2.2 Aplicar ao Sr. Jandir Bellini, CPF nº 052.185.519-53,
com fundamento no art. 69 c/c o os arts. 21, parágrafo único, da Lei
Complementar nº 202/2000 e 108, parágrafo único, do Regimento Interno deste
Tribunal, as multas abaixo discriminadas, fixando-lhe o prazo de 30 (trinta)
dias, a contar da publicação deste Acórdão no Diário Oficial Eletrônico desta
Corte de Contas, para comprovar ao Tribunal o recolhimento das multas ao
Tesouro do Estado, sem o que, fica desde logo autorizado o encaminhamento da
dívida para cobrança judicial (arts. 43, II, e 71 do mesmo diploma legal).
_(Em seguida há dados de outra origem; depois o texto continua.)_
PR #2616, opened 2020-01-10
Add template for Client method annotations

michsco:
Adds a new template to expose Annotations for the Client methods (on both the interface and classes) for more consistency and to unblock certain scenarios.


michsco:
If I am able to check in this PR (and get it into the NuGet package), I am able to workaround the other PRs I have made.

PR #2633, opened 2020-01-17
Allow custom json-based content type

### LINKED ISSUE #2586: Use a custom json based content type
Hello,

In our project, we are using a custom content type to version our REST api. Something like `application/myapp.api.v1+json`. We have run into serveral issues with nswag because of this.

There are many places in the code, where the `application/json` content type is hardcoded. If I'm correct it cannot be overriden by any settings.

If I specify only the custom content type in the swagger yml like this
```
    post:
      consumes:
        - application/myapp.api.v1+json 
```
The generated post method contains input parameters of type `System.IO.Stream` instead of a strongly typed object. It's a bit panful. I believe it's determined in this code [OpenApiParameter.cs#L208-L258](https://github.com/RicoSuter/NSwag/blob/dc80568236dd4d2984ea6e034c616d61ce07057c/src/NSwag.Core/OpenApiParameter.cs#L208-L258)

To overcome this. I thought we can specify both, the `application/json` and our custom content type like this
```
    post:
      consumes:
        - application/myapp.api.v1+json 
        - application/json   
```
This works for the input parameters but we ran into second issue. The accept header is by default set to `application/json`. I would expect that the first of the consumes collection is taken into account. The code [OperationModelBase.cs#L242-L245](https://github.com/RicoSuter/NSwag/blob/85ae862fd6d68173a201a79e0ad06e0be2ec5de1/src/NSwag.CodeGeneration/Models/OperationModelBase.cs#L242-L245) forces the `application/json`. 

What about removing the lines [OperationModelBase.cs#L242-L245](https://github.com/RicoSuter/NSwag/blob/85ae862fd6d68173a201a79e0ad06e0be2ec5de1/src/NSwag.CodeGeneration/Models/OperationModelBase.cs#L242-L245) (and L258-L261) so the logic is only dependend on the order of content types?

Or do you have any other ideas how to overcome this? 

Thank you

FelixS90:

2.2.1 R$ 1.000,00 (mil reais), por proceder à liquidação de despesa da
importância de R$ 346.549,21 em desacordo com as disposições do art. 63, § 2º,
inciso III, da Lei n. 4.320/64, especialmente a falta de apresentação de
documento hábil a demonstrar a efetiva entrega ou prestação do material ou
serviço objeto do pagamento (item 1.4 do Relatório DMU nº 653/2010);
2.2.2 R$ 800,00 (oitocentos reais), por deixar de anexar, em processos de
prestação de contas de recursos antecipados, declaração formal do ordenador da
despesa de que os valores, rigorosamente, aplicados nos fins para os quais
foram concedidos, desatendendo, assim, ao disposto no art. 44, IX, da Resolução
TC-16/94 (item 1.1 do Relatório DMU nº 653/2010);
2.2.3 R$ 800,00 (oitocentos reais), por haver apresentado com atraso as
prestações de contas, relativamente ao prazo estabelecido nos Convênios 001/04
e 004/04 a 008/04, celebrados pela Prefeitura Municipal de Itajaí (item 1.2 do
Relatório DMU nº 653/2010);
2.2.4 R$ 800,00 (oitocentos reais), por haver deixado de criar conta
bancária específica, no Banco do Estado de Santa Catarina, para registro e
controle dos recursos objeto dos Convênios 001/04, 006/04 e 007/04, contrariando
disposição expressa contida na cláusula quinta dos aludidos ajustes e, também,
do art. 47 da Resolução TC-16/94 (item 1.3 do Relatório DMU nº 653/2010);
2.2.5 R$ 800,00 (oitocentos reais), por haver tolerado, na execução dos
Convênios 001/04 e 004/04, celebrados entre a Prefeitura Municipal de Itajaí e
a COMBEMI, a realização de despesas, no montante de R$ 39,53 (trinta e nove
reais e cinqüenta e três centavos), estranhas às finalidades previstas naqueles
instrumentos (item 1.5 do Relatório DMU nº 653/2010);
2.2.6 R$ 800,00 (oitocentos reais), por haver reiterado, na gestão de
convênios celebrados pelo Município de Itajaí, a concessão de adiantamento a
responsável ainda em atraso com prestação de contas anterior, em desacordo com
as disposições do art. 33, inciso II, da Resolução TC-16/94 (item 1.6 do
Relatório DMU nº 653/2010).
2.3 Dar ciência desta Decisão, do
Relatório e do Voto que a acompanham, assim como do Relatório nº 653/2010-DMU,
ao senhor Prefeito Municipal de Itajaí e ao responsável, senhor Jandir Bellini.
Florianópolis, 17 de outubro de 2011.